PR #1729, opened 2025-02-13
Use tcl8 on fedora rawhide

zuiderkwast:
Apparently TCL 8.x exists on Fedora Rawhide under the name tcl8.

@jonathanspw

PR #1965, opened 2025-04-16
Fix CI latest fedora: install awk and tcl8, build tcltls from source

vitahlin:
Fix two problems in fedora CI jobs:

1. Install awk where missing. It's required for building jemalloc.
2. Fix problems with TCL, required for running the tests. Fedora comes with
   TCL 9 by default, but the TLS package 'tcltls' isn't built for TCL 9.
   Install 'tcl8' and build 'tcltls' from source.


.github/actions/fedora-build-jemalloc/action.yml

-- -- --

THE TASK: Your response should be the lines of the entries above that include the string "source".

PROBLEM SOLUTION:
Fix CI latest fedora: install awk and tcl8, build tcltls from source
   Install 'tcl8' and build 'tcltls' from source.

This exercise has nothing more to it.